The change in tactics has paid off for the banks, now actively bargaining with top Democrats on the details of the legislation.
"We continue to be opposed to the bill and that hasn't changed, but we do live in the real world, and we do understand that this is very likely to happen, and we owe it to our members to recognize that reality and to limit the damage as much as possible," said Francis Creighton, a lobbyist for the Mortgage Bankers Association, which spent $4.2 million on lobbying last year. "We're encouraged by the fact that the bill is moving to limit the damage of cram-down rather than make it worse."
Aside from Citigroup, two other large banks, JPMorgan Chase & Co. and Bank of America Corp., have been in discussions with top Democrats. Neither has signed onto the bill, however.
Industry players have pushed to limit the measure to home loans originated in the last several years. House Democrats agreed late Wednesday to strengthen the requirement that borrowers prove they tried other ways of modifying their mortgages before resorting to bankruptcy. They also restricted the measure to people who could not otherwise afford to make their home loan payments.
"The bank opposition has had a profound impact on the bill as it stands today. They're very powerful special interests. They're a force in Washington," said Michael Calhoun of the Center for Responsible Lending, a consumer group. "Look at the concessions they extracted from the bill and are still extracting."

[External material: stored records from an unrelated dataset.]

Issue #332, opened 2017-08-28
Add a new RTC example


csnol:
[https://github.com/csnol/STM32-Examples](url)

It's a part of my internet clock without the codes about LCD and ESP8266.

If useful, my pleasure!

rogerclarkmelbourne:
Thanks

BTW. The link in your issue, did not work, but found it was 

https://github.com/csnol/STM32-Examples

I'll see if I have time to add it to the other examples (as we have a folder for examples)

RickKimball:
Can we let this thing have some flight time before blindly adding it to the core libraries?

csnol:
Hi @rogerclarkmelbourne  and @RickKimball 
I just wanna add the Timelib library to STM32F1 system. 
because the RTClock.h hasn't  include year(), month() day() hour() minute() and second() function in the STM32F1 of this repo. (I don't know why them be included in  RTClock.h in  STM32F4)

On the other hand,  I can't sure whether  or not its license  can be used in this Arduino_STM32 repo.
Its  license is  GNU Lesser General Public License,  NOT MIT of Arduino_STM32

```
  time.c - low level time and date functions
  Copyright (c) Michael Margolis 2009-2014

  This library is free software; you can redistribute it and/or
  modify it under the terms of the GNU Lesser General Public
  License as published by the Free Software Foundation; either
  version 2.1 of the License, or (at your option) any later version.

  This library is distributed in the hope that it will be useful,
  but WITHOUT ANY WARRANTY; without even the implied warranty of
  MERCHANTABILITY or FITNESS FOR A PARTICULAR PURPOSE.  See the GNU
  Lesser General Public License for more details.

  You should have received a copy of the GNU Lesser General Public
  License along with this library; if not, write to the Free Software
  Foundation, Inc., 51 Franklin St, Fifth Floor, Boston, MA  02110-1301  USA
  ```
I really don't understand about these freeware license.

Thanks guys!
BR.
C.S Nol.

stevstrong:
You may have a look to the RTC lib for F4, I have reworked it currently to be independent from any external time lib: https://github.com/rogerclarkmelbourne/Arduino_STM32/tree/master/STM32F4/libraries/RTClock/src

csnol:
Thanks @stevstrong .
I've gotten it. very nice codes . and I'll try to copy some lines for F103.

csnol:
I've renew the RTColck library, Don't dependents external time lib anymore.
[...]

PR #334, opened 2017-08-29
Update F103 RTClock library for RTC sketch.

csnol:
Add. time and date function.


victorpv:
Seems like you added quite a bit of code, and features.
Did you see the other PR from Steve related to that library?
https://github.com/rogerclarkmelbourne/Arduino_STM32/pull/333

stevstrong:
Victor, my PR is only for F4, not relevant here because of different alarm structure.

stevstrong:
I would give green light for this PR.

csnol:
@victorpv  
Yes， in fact, many codes of this library porting from @stevstrong 's library for F4.
F103 still is a popular chip,  and RTC is important function. there will always people  update this library.  So I do.  just wanna do something for this repo. wanna share good codes. that's all.
and the story about this RTC library, you can get from [#332](https://github.com/rogerclarkmelbourne/Arduino_STM32/issues/332)

finally, Thanks @stevstrong again.   It is really useful without "timelib.h".  I've changed my clock from Pro mini to F103, and removed a DS1302 RTC chip.

victorpv:
Thanks for the clarification to both, I only wanted to refer one another since I thought you were both working on the same RTC files.
I don't have anything to object to the changes on either PR.

pkourany:
Roger, this PR looks good.  Can you please merge it!

RickKimball:
Has this been tested on different stm32f103 boards?

rogerclarkmelbourne:
I don't think anyone except the OP has tested it.

It can't be merged until its been independently tested by a few people who have the necessary hardware setup

pkourany:
Did some testing last night.  All the examples work but when I try both forms of `createAlarm()`, I could not get the alarm interrupt to fire.  I didn't get to debugging.

csnol:
@pkourany  thanks for your test. 
createAlarm() is useful to wake up MCU from halt/sleep.
I've added 2 functions,  could you please help to test for me?  
I can't test them now the boards not in my hand.

csnol:
@rogerclarkmelbourne  and @RickKimball 

I don't change the core library rtc-util in /util/,   The programmer need totally understanding  the features of F10X.
you know RTClock just is a repackaged C++ library of rtc-util., and I only added some date function and modified errors into the RTClock.  
It is very easy to build for C++ coders even like me a STM32 beginner.
and I searched STM32F10X series in cubeMX,  found them have a same feature on RCT function.

You are right,     **No tested No truth.** 
maybe it is a good idea that we can wait somedays for test it on different F10X boards.

pkourany:
I was able to test an alarm using createAlarm() and it works find.  I will be testing on wake from sleep and will also test new added functions.  All tests done on custom STM32F103RCT6 board with 32KHz crystal for RTC and processor running at 8MHz (HSI).

I wonder if adding a function to set the timezone for the time calculations is worth including?

pkourany:
Tested createAlarm() to wake from STANDBY and STOP and both worked.  Also, new functions work as expected.  For me this PR is a go though still would like comments on timezone idea.

csnol:
@pkourany  Thanks.
About timezone, up to now I've no idea.  because of the DST.  The start/stop date of DST be affirmed by governments.   maybe someday you find a hour early/late from your clock.    

``` c++
#ifndef TimeZone
#define TimeZone  0
#endif
#ifdef  DST
#define DSTstart_month  4
#define DSTstart_day  1
#define DSTstop_month  10
#define DSTstop_day  1
#endif
```
Look, that's why I don't wanna include it.    it make the  library more complicated.  
I think it better choice that Unix epoch time as the standard and write some codes about timezone / DST in sketch.

pkourany:
@csnol, I was thinking more along the lines that you have a function to set the timezone (user calculated) and it is used internally for time calculations.  A convenience more than anything.  As for DST, that's another headache altogether!

csnol:
Haaaa, I haven't headache. No DST in China.   but I can try to add timezone in RTClock.

pkourany:
@csnol, I haven't tested the TimeZone function but it is very simple.  I am satisfied that this library is good to go.

csnol:
All new function tested on BluePill. and BlackPill.
Everyone can download BluePill_RTC_test.ino to test your boards
Change LED_PIN and timezone to yours.

RickKimball:
@pkourany, @rogerclarkmelbourne  I don't understand this urgent need to force libraries into the core stm32 code. This code is obviously fresh and only lightly tested by a handful of users.  It seems to me that libraries that are included in the core should have been tested by more than 2 people and should have some time as a standalone usage before being considered for the core.

stevstrong:
People interested in this lib, well they did test it and they want to have it a.s.a.p. in repo.
Those who don't use it, and are not willing to test it, should at least not delay the merging process.
Anyway, in case of any further issue, if they come up, can be easily handled, so **why not merge it**?

pkourany:
@RickKimball, this PR is "safe" in that it doesn't break existing functionality.  What's the point of having PRs if they don't get merged!  If we wait for this code to be tested by many, it may never be merged.  I am using this code in concert with low power modes (not a library at this time) and it is working very well.  @rogerclarkmelbourne can't do everything :)

csnol:
Easy guys. Rigorous is right. and Enjoy sharing right too.
they must find it who interesting on RTC of STM32. so it isn't important if merge this PR.

RickKimball:
I think that code included in the core should be of high quality and tested with all the boards and not just looked at and deemed "safe".  I don't think testing with two boards by two people is enough warrant inclusion.

Each new library we add to the core is giving that library a sort of stm32duino blessing. There is an implicit suggestion that it is of high quality and tested with all boards.  When these core library have issues, they cause support questions that will just suck up Roger's time and could be better handled by the original author.  When issues are fixed, that means Roger is again in the middle being impatiently pushed by people to update the library in the core.  The original author can't just post a fix in his github, he has to get Roger involved. 

Just looking at the some of sample code included, it doesn't even use LED_BUILTIN. How is that high quality code?  Granted, I spent five seconds looking at this code. However, it seems like it needs more time to be tested and used on a variety of boards.

pkourany:
@RickKimball, the library is for the F103 only.  It is difficult to imagine that the library would not work on any F103 board.  @csnol has tested on the two most common F103 platforms and I have tested on an F103 custom variant.  Nonetheless, your comments regarding the sample code is good.  However, @csnol expanded an existing library to add functionality so it stands to reason that he shouldn't reinvent the examples, only add new ones.  It would be good to have a new example that demonstrates the new features for sure.  Can you contribute to the library testing and getting a solid example together?

csnol:
@RickKimball 
Coding really is a philosophy,  Thanks for your 5 seconds..  I can't say anymore.  Good-night!

RickKimball:
OK I checked out the pull request... First thing I notice ... BlutPill-RTClock-test ...

maybe call it Blue?

victorpv:
I think both opinions have merit. We can't hold PRs waiting forever if no one else is willing to test, since then the core won't ever advance or get bugfixes, and at the same time code added to the core needs to be well tested so we don't break something.
Since @csnol sent the PR, a couple of weeks have passed, but now seems to be getting the attention it deserved. Since there are comments about adding timezone and what not (in which I agree with csnol that should be left out and leave the library in UTC, the user can manage timezones if he needs to), perhaps it should just stay open a few more days until the discussions are finished, so we don't make Roger merge, and then merge again in a few days, and then again for a patch.
About coding quality or standards, the only one I have seen is the old ones from leaflabs, to which I try to adhere when I remember, but there is all kinds of code merged (mine is some of the worst for sure), but let's take it as constructive criticism and we try to keep the code clean, readable, etc.
@RickKimball if there is some sections of the code in particular that you think don't fit please point to those lines, that will help find issues.
A few weeks ago Roger and me discussed how some PRs stay here for a long time without anyone looking at them, and it's hard for him to check each one of them, and this is one of those.
So now that has attention let's provide constructive feedback so it gets to be as good as possible.

As I said above, I think the timezone stuff should be left out, since that varies so much, and countries change rules every once in a while. I'll give a shot at the one @csnol pointed together with this RTC code and see if it works fine with our core.

pkourany:
@victorpv well put and I'm in full agreement.  The single timezone function is really a helper function, nothing more and I agree that it should come out.

After playing with the library, I believe there is some fuzziness around the createAlarm() vs the attachAlarmInterrupt() usage.   The former sets the `RTC_ALARM_SPECIFIC_INTERRUPT` type for waking the processor from STANDBY/STOP while the latter sets the `RTC_ALARM_GLOBAL_INTERRUPT`.  Perhaps an overload on createAlarm() (so as to not affect existing library users) with an extra parameter specifying usage (eg. WAKE_FROM_SLEEP and GENERAL).  The `detachAlarmInterrupt()` would need to handle both cases as well.

csnol:
@pkourany  Thanks, you are right, I can't rename existed function even over 2yrs.  but excessively repackage will make difficult for user. 
you know , if use enough parameters, every functions can be included in 1. 
and for the functions generality, I must use same function name and usage of F4 RTC library @stevstrong . like attachAlarmInterrupt() and detachAlarmInterrupt() etc.. that is why I can't change these 2 function.  maybe I can add a discreateAlarm() for existing library users. 
Thanks again for your suggestion.

pkourany:
@csnol, understood.  Perhaps `removeAlarm()` is a better name (?).  Thanks for your hard work!

rogerclarkmelbourne:
Guys

Whats the current status of this.

stevstrong:
I just tested the blue pill example, it worked out of the box.
So it looks fine for me.

csnol:
@stevstrong Thanks for tested.

rogerclarkmelbourne:
Thanks. I did a test compile of a few projects and it seemed OK.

Lobbyists and congressional aides close to the negotiations say the banking industry has recognized that some sort of action on the bankruptcy measure is virtually certain, and is actively seeking a deal on the issue that will limit its cost.
In an internal research report last month, Credit Suisse said it expected the legislation to be enacted and projected it could lead to a 20 percent reduction in foreclosures.

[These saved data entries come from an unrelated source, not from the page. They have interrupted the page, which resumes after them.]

PR #337, opened 2017-08-31
add JLink upload support for OSX

janchrillesen:
This is tested using a chinese JLink clone with Arduino 1.8.3 and a unmodified Blue Pill board
Requires the JLink binaries pre-installed from https://www.segger.com/downloads/jlink/

This is identical to the linux/jlink_upload except for the path to the binary


rogerclarkmelbourne:
Thanks

PR #338, opened 2017-09-04
Correction to upload issue in Sloeber

victorpv:
As discussed in http://stm32duino.com/viewtopic.php?f=41&t=2535
Changes to the Generic Boards options so the maple dfu option is the default one and Sloeber uploads correctly.


rogerclarkmelbourne:
Thanks.

PR #339, opened 2017-09-12
F1 SDIO first version

victorpv:
To enable 4bit wide mode, uncomment from this line to line 496:
https://github.com/victorpv/Arduino_STM32/blob/patch-3/STM32F1/libraries/SDIO/SdioF1.cpp#L491

In line 513 in that same file you can adjust the speed. I have tested from 1Mhz (1000) up, but with my card reader doesn't seem to work fine past 1Mhz. I have checked with a logic analyzer and the frequencies look right,

### DIFF
--- a/STM32F1/cores/maple/sdio.cpp
+++ b/STM32F1/cores/maple/sdio.cpp
@@ -1,0 +1,198 @@
+/******************************************************************************
+  * THE SOFTWARE IS PROVIDED "AS IS", WITHOUT WARRANTY OF ANY KIND,
+ * EXPRESS OR IMPLIED, INCLUDING BUT NOT LIMITED TO THE WARRANTIES OF
+ * MERCHANTABILITY, FITNESS FOR A PARTICULAR PURPOSE AND
+ * NONINFRINGEMENT. IN NO EVENT SHALL THE AUTHORS OR COPYRIGHT HOLDERS
+ * BE LIABLE FOR ANY CLAIM, DAMAGES OR OTHER LIABILITY, WHETHER IN AN
+ * ACTION OF CONTRACT, TORT OR OTHERWISE, ARISING FROM, OUT OF OR IN
+ * CONNECTION WITH THE SOFTWARE OR THE USE OR OTHER DEALINGS IN THE
+ * SOFTWARE.
+ *****************************************************************************/
+
+/**
+ * @file libmaple/sdio.c
+ * @author stevstrong
+ * @brief Secure digital input/output interface.
+ */
+
+#include <libmaple/sdio.h>
+#include <libmaple/gpio.h>
+#include <boards.h>
+#include "wirish.h"
+
+
+//#include <libmaple/libmaple.h>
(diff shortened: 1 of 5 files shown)


rogerclarkmelbourne:
Tried to compile for my F103Z board and I get

BOARD_SDIO_D0

So i guess that definition is missing 

Which board did you select ?

victorpv:
I submited the change only for 1 board, the generic 103r, didn't want to make changes to a ton of files until we have the final code, you can add the same lines to the Z:
https://github.com/rogerclarkmelbourne/Arduino_STM32/pull/339/files#diff-010bbb9d6bf0c10efd6e8415cb230b28

victorpv:
I bet you can also compile for the R, and upload to the Z and should work.

rogerclarkmelbourne:
Hi Victor

OK. The Z is a superset of the R so I think it should work.

I'll try building it later

BTW. Do you have any example sketch code to try this with ?

Because at the moment all I'd be able to confirm is that it compiles for me.

Or did you post a sketch to the forum ?

Ideally we'd add an example of how to use this as well as the changes to the core

victorpv:
I was using the Bench.ino example from the latest SDFat. The use is similar to what Steve did with the F4 (copying it here with the changes for F1):
- get the SdFat lib from https://github.com/greiman/SdFat
- insert into line 164 of SdFatConfig:
CODE: SELECT ALL
#elif defined(__STM32F1__)
#define ENABLE_SDIO_CLASS 1
- use in example sketches
CODE: SELECT ALL
#include "SdioF1.h" // instead of #include "SdFat"

rogerclarkmelbourne:
@victorpv 

OK.

I'll try to install the latest SDFat etc, later today

rogerclarkmelbourne:
In bench.ino, do I need to change

// Set USE_SDIO to zero for SPI card access. 
#define USE_SDIO 0

to

// Set USE_SDIO to zero for SPI card access. 
#define USE_SDIO 1

??

But if I do that I get

SDIO_bench:39: error: 'SdFatSdioEX' does not name a type

:-(

rogerclarkmelbourne:
I'm going to merge this, as its mainly additional files and won't have any negative effects to the F103R by adding those defines.

Then perhaps a few more people can try it. ;-)

victorpv:
Hopefully so :)
I need to order a new 103 board that should have the sdio with all pins connected, hopefully that will help me test further too.

cheeta1:
hi there @rogerclarkmelbourne   did you managed to run th SDfat library with SDIO on stm32f103Z? 
also can you answer your own question given below

"
In bench.ino, do I need to change

// Set USE_SDIO to zero for SPI card access.
#define USE_SDIO 0

to

// Set USE_SDIO to zero for SPI card access.
#define USE_SDIO 1

??

But if I do that I get

SDIO_bench:39: error: 'SdFatSdioEX' does not name a type

:-(

"

thanks for the awesome library.

PR #340, opened 2017-09-12
Correct issue with I2C port speed not changing after begin()

victorpv:
The current implementation will not change speed if Wire.setClock is called after begin() since the flags are only applied when the port is enabled from being disabled.
Corrected that by adding 2 lines to disable the port, and then enable it again with the new settings.
Tested and confirmed the new speed is applied.

### DIFF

Citigroup had an interest in showing a willingness to cooperate with the new administration in getting the foreclosure crisis under control. It has taken $45 billion from the government's financial bailout program already and is in discussions about getting even more federal assistance. The government is guaranteeing billions in risky Citigroup assets, meaning taxpayers are essentially on the hook for losses it could incur through the bankruptcy change.